Old dogs get no new tricks
but have a pretty reliable sense of smell

Lao Guo hated the place. Cheap sushi, rice like pasty glue, one door in and out. His suit stuck out among tourists in flip-flops. Stools wide enough for fat American asses.
He sat where he could watch the entrance and Zhang “the Tooth”. Not boss-like, today. Loud orange shirt, orange flowers, a camouflage for old men. The boss just stared at the plates rolling by, barely touched a bite.
Four times already Lao had chased off people wanting the stool beside Zhang. Should’ve held the meeting in one of their own joints. No gawkers, no headaches.
Detective Hsu came in, her face like bad weather. She didn't seem to appreciate the shit sushi joint, too. Much to her credit. And she spotted them quick. He pointed at the seat near Zhang. She scanned the room, every slob swallowing garbage, then she scanned him, guessing where he held the gun, probably the knives too. Sat down without giving her back to either of them. Cop paranoia.
“Sit. Eat,” Zhang said, waving at the conveyor belt.
“I’m here for business only.” Her voice cut.
“The young nowadays. Always rushing.” Colored bowls rolled by, ignored. "Sit. Eat.”
Once again, this time the charm.
Despite the boss being dressed as a fucking tourist, Lao appreciated the picture. They looked like father and daughter. Or a dirty, possibly dicklimp old man and a pay-by-hour. Well, uncalled for. The boss had more dick than anyone else in Taiwan, and Detective Hsu had a long way to go before looking the part.
Hsu cracked chopsticks, scraped off the splinters, snatched a salmon nigiri without even taking the plate. Rice clung to her lip.
“Where’s A Sun? Someone’s hiding him. One of you dogs—”
Lao shifted. She threw him a glare, stopped herself from spitting the insult. Zhang didn’t move. Stone.
“A Sun’s a stray. Back then, someone would’ve taught him—”

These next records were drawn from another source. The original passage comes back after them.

PR #3069, opened 2024-02-22
payments with signed content

staszek-krotki:


core/payment/src/processor.rs
```diff
@@ -434,25 +446,33 @@ impl PaymentProcessor {
...
+                        msg_with_bytes.signature.clone(),
+                        msg_with_bytes.signed_bytes.clone(),
+                    )
+                    .await?;
+                true
+            } else if send_result.is_err_and(|err| err == SendToGsbError::NotSupported) {
+                // if sending SendPaymentWithBytes is not supported then try sending SendPayment
+                match Self::send_to_gsb(payer_id, payee_id, msg).await {
+                    Ok(_) => true,
+                    Err(SendToGsbError::Rejected) => true,
```
nieznanysprawiciel, line 469: I'm not sure what should we do.
What did previous code do?

staszek-krotki: the boolean return value tells if we should mark as sent is db. This is consistent with previous behavior

core/payment/src/models/payment.rs
```diff
@@ -115,6 +131,22 @@ impl ReadObj {
...
+        activity_payments: Vec<ActivityPayment>,
+        agreement_payments: Vec<AgreementPayment>,
+    ) -> api_model::Signed<api_model::Payment> {
+        api_model::Signed {
+            payload: self
+                .clone()
+                .into_api_model(activity_payments, agreement_payments),
+            signature: Some(Signature {
+                signature: self.signature.unwrap(),
+                signed_bytes: self.signed_bytes.unwrap(),
```
nieznanysprawiciel, line 146: You should never unwrap in production code, unless you checked conditions line before.

nieznanysprawiciel (approved):

PR #3097, opened 2024-03-06
Auto cleanup was forced

scx1332:


kamirr (changes requested):
Please add the new env variables to .env-template with an explanation

scx1332:
> Please add the new env variables to .env-template with an explanation

Provider environment variables are not put in .env_template

kamirr (approved):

“Don’t care about back then. I need him now. Before he kills again.”
Lao’s lip twitched. Zhang waited a small bowl of seaweed salad to reach him, on the conveyor belt.
“You policemen.” Zhang took time with each bite. “Filling your mouth with a law that has nothing to do with life on the street, with people.”

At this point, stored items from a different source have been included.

PR #3103, opened 2024-03-08
Provider - restrict accepted requestors

nieznanysprawiciel:
resolves: https://github.com/golemfactory/ya-runtime-ai/issues/58

todo:
- [x] Extend remove dangling rules
- [x] Keystore list new rules
- [x] Fix removing restrict rule for certificate
- [x] Don't force user to use `cert-id` instead of `import-cert` when certificate already in keystore
- ~[ ] Commands naming and UX~ Moved to task: https://github.com/golemfactory/yagna/issues/3137
- [x] Add CLI tests for new rules
- [x] [Optional] Add certificate subject to `rule list` description table column

Additional:
- Fixes problem with flattening empty objects in Offers and Proposals


staszek-krotki:
As much as I was able to get to know what it is doing - looks good. But I'd appreciate @pwalski taking a look as well

agent/provider/src/market/negotiator/builtin/allow_only.rs
```diff
@@ -0,0 +1,49 @@
...
+                log::debug!(
+                    "[AllowOnly] Rejecting Proposal from Requestor {}, reason: {reason}",
+                    demand.issuer
+                );
+                Ok(NegotiationResult::Reject {
+                    message: reason,
+                    is_final: true,
+                })
+            }
+        }
```
pwalski, line 47: `allow-only` does not check `blacklist` (and `blacklist` does not check `allow-only`).
Composite negotiator stores negotiators in HashMap and these are iterated in some non arbitrary order.
I created following `allow-only` and `blacklist`:
```
"blacklist": {
  "enabled": true,
  "identity": [
    "0x9acce8db6bdbcae218be2ecf15175ca3c5f227fa"
  ],
  "certified": [
    "cefd51ab9b18986ad11870f2f0e54418d8bbf425b36f30420027bcf3f3d2e11e8533b939272308ede90f57df9242a0d5463f07fdb2199417a4b2c56c9ac00114"
  ]
},
"allow-only": {
  "enabled": true,
  "identity": [
    "0x9acce8db6bdbcae218be2ecf15175ca3c5f227fa"
  ],
  "certified": [
    "cefd51ab9b18986ad11870f2f0e54418d8bbf425b36f30420027bcf3f3d2e11e8533b939272308ede90f57df9242a0d5463f07fdb2199417a4b2c56c9ac00114"
  ]
}
```
Will the negotiation result depend only on negotiators order?

agent/provider/src/cli/rule.rs
```diff
@@ -1,30 +1,64 @@
...
+/// Left for compatibility only. Should be replaced by AddRule and RemoveRule.
 #[derive(StructOpt, Clone, Debug)]
 pub enum SetRule {
     Outbound(SetOutboundRule),
 }
 
+#[derive(StructOpt, Clone, Debug)]
+pub enum RuleCategory {
+    Outbound,
+    Blacklist,
```
pwalski, line 44: Naming it `Blocklist` would not help avoiding confusion with `whitelist` command?

agent/provider/src/cli/rule.rs
```diff
@@ -1,30 +1,64 @@
...
+    Outbound(SetOutboundRule),
+    Blacklist(RestrictRuleDesc),
+    AllowOnly(RestrictRuleDesc),
+}
+
+#[derive(StructOpt, Clone, Debug)]
+pub enum RemoveRule {
+    Outbound(SetOutboundRule),
+    Blacklist(RestrictRuleDesc),
+    AllowOnly(RestrictRuleDesc),
```
pwalski, line 59: Maybe there should be some comment/help message indicating a difference between `Outbound` and `Blacklist` `AllowOnly`. Something small indicating that `Outbound` is a more specific rule about nodes in context of Outbound network feature, and `Blacklist` `AllowOnly` are more general rules about allowing/blocking certain nodes.
To be fair I have no idea how to describe it.

agent/provider/src/cli/rule.rs
```diff
@@ -37,6 +71,15 @@ pub enum SetOutboundRule {
...
 }
 
+#[derive(StructOpt, Clone, Debug)]
+pub enum RestrictRuleDesc {
+    ByNodeId {
+        #[structopt(short, long)]
+        address: NodeId,
+    },
+    Certified(RestrictRuleWithCert),
+}
```
pwalski, line 81: Maybe we could want to unify it, because now it looks like this:
`rule add allow-only certified cert-id  cefd51ab`
`rule add allow-only certified import-cert ../golem-certificate/cert.new_key.signed.json`
but for `by-node-id`
`rule add allow-only by-node-id --address  0x9acce8db6bdbcae218be2ecf15175ca3c5f227fa`

Maybe it would be better to have
`rule add allow-only certified --cert-id  cefd51ab`
`rule add allow-only certified --cert-file ../golem-certificate/cert.new_key.signed.json`
?

pwalski:
In previous comments I have been adding `allow-only` and `blacklist` rules using this sample cert [cert.new_key.signed.json](https://github.com/golemfactory/yagna/files/14849853/cert.new_key.signed.json)
I tried to `rule set outbound audited-payload import-cert cert.new_key.signed.json --mode all` and now `rule list` shows different `certificate` column values for `allow-only`/`blacklist` and `coutbound.audited-payload`:
```
{
  "outbound": {
    "enabled": true,
    "everyone": "whitelist",
    "audited-payload": {
      "9a5bf07573dc7862620910f47349f84a41456da0b08b06ac349e0b901c0f6fb399856aea3c94cda8fa6bf56e7fb025e55c579c5cb13861d467ee8dd0f3c0af7c": {
        "mode": "all",
        "description": ""
      }
    },
    "partner": {
      "d40b0fdcc0df70efc5233f95422b7a9c1d7af87acad4bd5dc4ea83f5c9c9ab1e74103738109471e649a5d3d55faabdf35200f84760aea576105fd43823ec0edf": {
        "mode": "all",
        "description": ""
      }
    }
  },
  "blacklist": {
    "enabled": true,
    "identity": [
      "0x9acce8db6bdbcae218be2ecf15175ca3c5f227fa"
    ],
    "certified": [
      "cefd51ab9b18986ad11870f2f0e54418d8bbf425b36f30420027bcf3f3d2e11e8533b939272308ede90f57df9242a0d5463f07fdb2199417a4b2c56c9ac00114"
    ]
  },
  "allow-only": {
    "enabled": true,
    "identity": [
      "0x9acce8db6bdbcae218be2ecf15175ca3c5f227fa"
    ],
    "certified": [
      "cefd51ab9b18986ad11870f2f0e54418d8bbf425b36f30420027bcf3f3d2e11e8533b939272308ede90f57df9242a0d5463f07fdb2199417a4b2c56c9ac00114"
    ]
  }
}
```
In non json format I get `cerificate` column value `cefd51ab` for `allow-list`/`blacklist` and `9a5bf075` for `coutbound.audited-payload`.

Value  `9a5bf075` is a same value as `ID` column from `keystore list`.

nieznanysprawiciel:
In `rule list` merge node and certificate column into `id` columnd

agent/provider/src/cli/rule.rs
nieznanysprawiciel: I will try to get rid of `--address`

agent/provider/src/cli/rule.rs
nieznanysprawiciel: Documentation will clear this up. Issue: https://github.com/golemfactory/yagna/issues/3137

PR #3107, opened 2024-03-14
/activity api for list of jobs

staszek-krotki:
Resolves: https://github.com/golemfactory/ya-runtime-ai/issues/2

### DIFF
--- a/core/activity/src/api.rs
+++ b/core/activity/src/api.rs
@@ -22,7 +22,7 @@ mod common {
     use actix_web::{web, HttpResponse, Responder};
     use futures::prelude::*;
 
-    use ya_client_model::market::{Agreement, Role};
+    use ya_client_model::market::Role;
     use ya_core_model::{activity, NodeId};
     use ya_persistence::executor::DbExecutor;
     use ya_service_api_web::middleware::Identity;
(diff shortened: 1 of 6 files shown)


staszek-krotki:
Resolves https://github.com/golemfactory/ya-runtime-ai/issues/2

core/activity/src/api.rs
```diff
@@ -37,17 +37,32 @@ mod common {
...
-    // }
+    #[actix_web::get("/activity")]
+    async fn get_activities_web(db: web::Data<DbExecutor>, id: Identity) -> impl Responder {
+        log::debug!("get_activities_web");
+
+        let mut a = vec![];
+        if let Ok(activities) = get_activities(&db).await {
+            for activity in activities {
+                if let Ok(agreement_id) = get_agreement_id(&db, activity.as_str()).await {
+                    if authorize_agreement_executor(id.identity, &agreement_id, Role::Provider)
```
nieznanysprawiciel, line 55: It's problematic, because this endpoint is for both Provider and Requestor, but you check only Provider here.

core/payment/src/api/invoices.rs
```diff
@@ -82,8 +82,41 @@ async fn get_invoice(
...
+
+    let dao: InvoiceDao = db.as_dao();
+    match dao.get(invoice_id, node_id).await {
+        Ok(Some(invoice)) => {
+            let invoice_payments: Vec<Signed<Payment>> = payments
+                .iter()
+                .filter(|p| {
+                    let l1 = p.payload.activity_payments.len();
+                    let l2 = p.payload.agreement_payments.len();
+                    l1 != l2
```
nieznanysprawiciel, line 110: I don't understand this condition.
And I don't see any filter based on Invoice

core/activity/src/common.rs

“You know nothing of the law.”
Strange meeting, strange place. Lao didn't fancy himself a very imaginative guy. Straight like a fucking bullet, he was. He made peace with that. Some people followed, other lead. The boss was of the latter. Could see stuff people couldn't.
Still. Detective Hsu wasn't gonna go crooked. She reeked of devotion to the badge. Strange she didn't try to pull an arrest, then and there. Refraining from being stupid was taxing her, eyebrows twitching.

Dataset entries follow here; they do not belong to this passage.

PR #3108, opened 2024-03-15
gsb http proxy monitor

pwalski:
Resolves: https://github.com/golemfactory/ya-runtime-ai/issues/56


exe-unit/components/gsb-http-proxy/src/gsb_to_http.rs
```diff
@@ -51,11 +54,12 @@ impl GsbToHttpProxy {
             builder = headers::add(builder, message.headers);
 
             log::debug!("Calling {}", &url);
+            let response_monitor = requests_monitor.on_request().await;
             let response = builder.send().await;
             let response =
                 response.map_err(|e| GsbToHttpProxyError::ErrorInResponse(e.to_string()))?;
-
             let bytes = response.bytes().await.unwrap();
+            response_monitor.on_response();
```
pwalski, line 62: I did not want to drive request logic through some passing request function into `response_monitor`, and instead I just mark when to start billing and when to stop. If `on_response` is not called directly it will be on `Drop` (to make it work like lets say `Mutex`)

utils/cli/src/table.rs
```diff
@@ -4,8 +4,8 @@ use std::collections::HashMap;
 
 pub fn print_table(
     columns: &[String],
-    values: &Vec<serde_json::Value>,
-    summary: &Vec<serde_json::Value>,
+    values: &[serde_json::Value],
+    summary: &[serde_json::Value],
```
pwalski, line 8: Initially I wanted to update Rust to `1.76` but Clippy produced too many issues.
I missed reverting this one, but it does no harm.

exe-unit/components/gsb-http-proxy/src/monitor.rs
```diff
@@ -0,0 +1,11 @@
...
+    /// Called once on every HTTP request
+    #[allow(async_fn_in_trait)]
+    async fn on_request(&mut self) -> impl ResponseMonitor;
+}
+
+pub trait ResponseMonitor: Sync + Send {
+    /// Called once on HTTP response (for any response code) or on Drop.
+    #[allow(async_fn_in_trait)]
+    fn on_response(self);
+}
```
nieznanysprawiciel, line 11: As I commented in https://github.com/golemfactory/ya-runtime-ai/pull/75 implementations in this library should include more than just unimplemented abstractions

exe-unit/components/gsb-http-proxy/Cargo.toml
```diff
@@ -21,4 +21,4 @@ actix-web = "4"
 actix-http = "3"
 mockito = "1.2.0"
 futures-core = "0.3.30"
-serde_derive = "1.0.195"
\ No newline at end of file
+serde_derive = "1.0.195"
```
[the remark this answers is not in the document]
pwalski: There were incremental versions everywhere. Removed them all.

exe-unit/components/gsb-http-proxy/src/monitor.rs
pwalski: This "more" could only mean an implementation of some "Counter" trait, which does not exist, and there is no obvious place to put it in. `ya-agreement-utils`? `ya-runtime-api`?
I just noticed that _Counters_ are  sometimes called _Metrics_. AI runtime initially had `duration_sec` implemented directly in main loop, without any dedicated struct or module, so I created one, but apparently it already existed as a [`TimeMETRIC`](https://github.com/golemfactory/yagna/blob/9fc18e4a10d4e4b69b8d4c4138a768cc0283b68d/exe-unit/src/metrics/mod.rs#L89).
If we want to have Counters as an API of a library then we should start by making public exe-unit's `Metric` trait together with some reusable implementations (like `duration_sec`).

PR #3127, opened 2024-03-26
counters crate

pwalski:
Resolves: https://github.com/golemfactory/ya-runtime-ai/issues/56
Resolves: https://github.com/golemfactory/ya-runtime-ai/issues/57


exe-unit/src/counters/os/unix.rs
```diff
@@ -101,3 +104,9 @@ impl Metrics {
             })
     }
 }
+
+impl From<SystemError> for MetricError {
+    fn from(err: SystemError) -> Self {
+        Self::Other(err.to_string())
```
pwalski, line 110: 1. `unix.rs` is still inside `exe-unit`. I will move it to `ya-counters` later - I wanted to have _custom_ implementation of `Metrics` outside of `ya-counters` before implementing `Metrics` for `ya-runtime-ai`.
2. I did not wanted to have generics in `MetricError` so I just translate it to `Other`.

exe-unit/src/service/counters.rs
```diff
@@ -0,0 +1,83 @@
...
+
+#[allow(unused_imports)]
+use std::time::Duration;
+
+pub fn build(
+    ctx: &ExeUnitContext,
+    backlog_limit: Option<usize>,
+    supervise_caps: bool,
+) -> MetricsService {
+    let mut builder = MetricsServiceBuilder::new(ctx.agreement.usage_vector.clone(), backlog_limit);
```
pwalski, line 18: `MetricsServiceBuilder` comes from `ya-counters`

exe-unit/components/gsb-http-proxy/src/monitor.rs
```diff
@@ -0,0 +1,11 @@
+pub trait RequestsMonitor: Sync + Send + Clone {
```
pwalski, line 1: It will gone (or at least it will not be public), because Gsb Http Proxy service will hold handle to `MestricsService` (I will rename it to `Counters`), and update it by itself.

exe-unit/components/counters/src/counters.rs
```diff
@@ -0,0 +1,49 @@
+use std::fmt::Debug;
+use std::time::SystemTime;
+
+use crate::error::{self, MetricError};
+
+pub type Result<T> = std::result::Result<T, error::MetricError>;
+pub type MetricData = f64;
+
+#[derive(Clone, Debug)]
+pub enum MetricReport {
```
pwalski, line 10: It will be all renamed to `Counters`. For now I just use old name.

exe-unit/components/gsb-http-proxy/src/counters.rs
```diff
@@ -0,0 +1,183 @@
...
+use chrono::{DateTime, Duration, Utc};
+
+use ya_counters::error::CounterError;
+use ya_counters::Result as CountersResult;
+use ya_counters::{Counter, CounterData};
+
+#[derive(Default, Clone, Debug)]
+pub(super) struct Counters {
+    requests: Option<RequestCounter>,
+    requests_duration: Option<SharedRequestsDurationCounter>,
```
pwalski, line 15: I did not tried to handle them as some `Vec`, because for now there are only two counters, and there is a difference between them - only `requests_duration` counter cares about response

exe-unit/components/gsb-http-proxy/src/gsb_to_http.rs
```diff
@@ -76,35 +90,64 @@ impl GsbToHttpProxy {
...
         Box::pin(stream)
     }
+
+    pub fn requests_counter(&mut self) -> impl Counter {
+        self.counters.requests_counter()
+    }
+
+    pub fn requests_duration_counter(&mut self) -> impl Counter {
+        self.counters.requests_duration_counter()
+    }
```
pwalski, line 100: Counters are exposed only as some `impl Counter` Instead of `Monitor` trait implementations.

exe-unit/components/gsb-http-proxy/src/gsb_to_http.rs
```diff
@@ -114,5 +157,60 @@ mod tests {
         }
 
         assert_eq!(vec!["response".as_bytes()], v);
+        assert_eq!(1.0, requests_counter.frame().unwrap());
+        assert!(requests_duration_counter.frame().unwrap() > 0.0);
+    }
+
+    #[actix_web::test]
+    async fn multiple_parallel_requests() {
```
pwalski, line 165: technically `concurrent`, not `parallel`

exe-unit/components/gsb-http-proxy/src/counters.rs
```diff
@@ -0,0 +1,183 @@
...
+        self.requests_duration
+            .get_or_insert_with(Default::default)
+            .clone()
+    }
+
+    pub(super) fn on_request(&mut self) -> ResponseHandler {
+        if let Some(counter) = &mut self.requests {
+            counter.on_request();
+        }
+        if let Some(counter) = &mut self.requests_duration {
```
nieznanysprawiciel, line 33: You could use `requests_counter` and `requests_duration_counter` to avoid optional checks later

exe-unit/components/gsb-http-proxy/src/counters.rs
```diff
@@ -0,0 +1,183 @@
...
+            counter.on_request();
+            let counter = Some(counter.clone());
+            return ResponseHandler {
+                counter,
+                ..Default::default()
+            };
```
nieznanysprawiciel, line 39:
```suggestion
            return ResponseHandler {
                counter: Some(counter.clone()),
                ..Default::default()
            };
```

nieznanysprawiciel (commented):
Check this `expect` usage. The rest is ok

exe-unit/components/gsb-http-proxy/src/counters.rs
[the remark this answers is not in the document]
pwalski: gsb_to_http proxy does not force user to use counters, so they are both optional (because only one can be used).  I can remove this `Option`s.

exe-unit/components/gsb-http-proxy/src/counters.rs
pwalski: `requests_counter` and `requests_duration_counter` are public functions to initialize and clone internal counters only to return `impl Count` from `gsb_http_proxy`. I need `RequestCounter` and `RequestDurationCounter` types.

exe-unit/components/gsb-http-proxy/src/counters.rs
pwalski: ok (for some reason I just do not like to explicitly type struct field names)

But then, why bother meeting her?
Zhang lifted seaweed like it was caviar, then, relented. “There’s a warehouse in Wanhua, by Longshan Temple. We used it for cigarettes. A Sun’s squatting in a rooftop shack. Alone, they say.”
“We’ll see about that.”
Hsu shoved back the stool, nails on slate. Glared one last time, then walked out, slamming the door. Sushi chef froze mid-cut, peering over bent heads. Nothing.
Lao slid into her seat. Took a cigarette out, just to taste the filter.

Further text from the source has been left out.